Data records:
*** Block opens ***

Issue #827, opened 2026-04-05
Track KiloCode quota failures that hang until timeout


viamin:
## Summary

Recent agent runs showed a misleading failure mode:

- primary `codex` was already rate-limited
- fallback execution switched to the API-key-backed KiloCode provider (`provider:9`, Inception `mercury-2`)
- KiloCode printed a quota error (`Free tier limit reached. Please upgrade to a paid plan...`)
- the process did not exit promptly, so Paid eventually marked the run as an idle or wall-clock timeout

A code fix is landing separately to classify these runs as `rate_limited` instead of generic `timeout`, but the underlying provider/runtime behavior still needs investigation.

*** Block closes ***

▶ [PROBLEM REQUIREMENTS]: Which lines run from the one containing "- KiloCode printed" to the end of the records? Transcribe exactly those, both ends included.

▶ [REPLY]:
- KiloCode printed a quota error (`Free tier limit reached. Please upgrade to a paid plan...`)
- the process did not exit promptly, so Paid eventually marked the run as an idle or wall-clock timeout

A code fix is landing separately to classify these runs as `rate_limited` instead of generic `timeout`, but the underlying provider/runtime behavior still needs investigation.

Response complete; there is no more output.